Top employment solicitor Camilla Palmer, the founder of the legal employment settlement charity YESS (Your Employment Settlement Service), was named as one of six honorary Queen’s Counsel this year.

What was your route into the profession?

After a dreadful girls’ education, I spent four years as a typist, travelling between jobs to escape the tedium. Aged 23, I became secretary to Henry Hodge, Child Poverty Action Group’s lawyer, and decided I’d rather like his job. After a year at Gingerbread advising lone parents, I went to LSE to do a law degree.

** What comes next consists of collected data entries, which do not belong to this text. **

PR #5855, opened 2021-04-22
Make istio gateway configurable in tensorboard-controller

haijohn:
this PR make istio gateway in tensorboard-controller configurable, like that in notebook-controller


components/tensorboard-controller/config/manager/kustomization.yaml
```diff
@@ -1,2 +1,6 @@
 resources:
 - manager.yaml
+configMapGenerator:
+- name: config
+  literals:
+  - ISTIO_GATEWAY=kubeflow/kubeflow-gateway
```
DavidSpek, line 6: Nit: Please add a new line here

DavidSpek:
@haijohn Thanks for your contribution. When looking at the notebook-controller as a reference the configmap renerator would also need to be added to https://github.com/kubeflow/kubeflow/blob/master/components/tensorboard-controller/config/overlays/kubeflow/kustomization.yaml.

haijohn:
@DavidSpek  After put configMapGenerator in https://github.com/kubeflow/kubeflow/blob/master/components/tensorboard-controller/config/overlays/kubeflow/kustomization.yaml. I failed to run  `kustomize build config/overlay/kubeflow` , because there is a confilict with the configmap generator in base dir. To be consistnent, I moved ISTIO_GATEWAY env to https://github.com/kubeflow/kubeflow/blob/master/components/tensorboard-controller/config/base/kustomization.yaml

PR #5872, opened 2021-04-30
Added save_figures() function

dnlcesilva:
Added save_figures () function, to save the figures of a monitoring notebook.


thesuperzapper:
@dnlcesilva I am very confused, what is this related to?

At LSE I initiated a course on Women and the Law. I wrote about indirect sex discrimination; I still do. I had finally taken off with a social justice as my focus. I then worked at law centers, NGOs, local authorities and Bindmans before setting up a "boutique" employment discrimination firm, Palmer Wade. In the same year, 2001, I became an employment judge. In March 2014 I launched my second legal venture YESS.

What has been your biggest career challenge so far?

Setting up YESS—with its motto "Life’s too short to litigate". It was a regulatory nightmare; we did not want to be a law firm but had to charge fees to cover our costs and be authorised by the SRA. We succeeded. It achieves its aims which are to provide employees and employers with affordable advice to resolve employment disputes without litigating. Our services are affordable because our costs are low, there is cross subsidy and, as a charity, there is no profit; all fees go back into the charity. We have resolved hundreds of disputes for reasonable costs.

Which person within the legal profession inspires you most?

Baroness Brenda Hale, a brilliant lawyer and Supreme Court judge who writes such clear judgments about discrimination which I have often quoted in discrimination books I have written. She is a delightfully unconventional, plain speaking judge willing to express her strong views on equality including in the judiciary where diversity is sadly lacking. There need to be more judges advocating for diversity in the judiciary and in the profession.

If you weren’t a lawyer, what would you choose as an alternative career?

I’d work for an NGO doing international human rights work and, I’d like to think, exposing corruption, bad practices, inequality and changing the world.

Who is your favourite fictional lawyer?

Atticus Finch in To Kill a Mockingbird who said: "If you can learn a simple trick, Scout, you'll get along a lot better with all kinds of folks. You never really understand a person until you consider things from his point of view, until you climb inside of his skin and walk around in it."

That, I believe, is the key to "Getting to Yes(s)"—ie, negotiating an agreement without giving in. 

What change would you make to the profession?

Better access for those without money and connections so that the profession is more diverse and equal. I qualified without debt so could afford to work in the voluntary sector. Only the rich could do that now. There is a huge unmet need for advice for those who cannot afford lawyers’ fees—a gap YESS tried to fill. This leaves too many vulnerable people unable to afford a lawyer. This is not justice.

How do you relax?

With family and friends, walking, tennis, books, theatre, cinema, travelling, photography and making plans to relax more.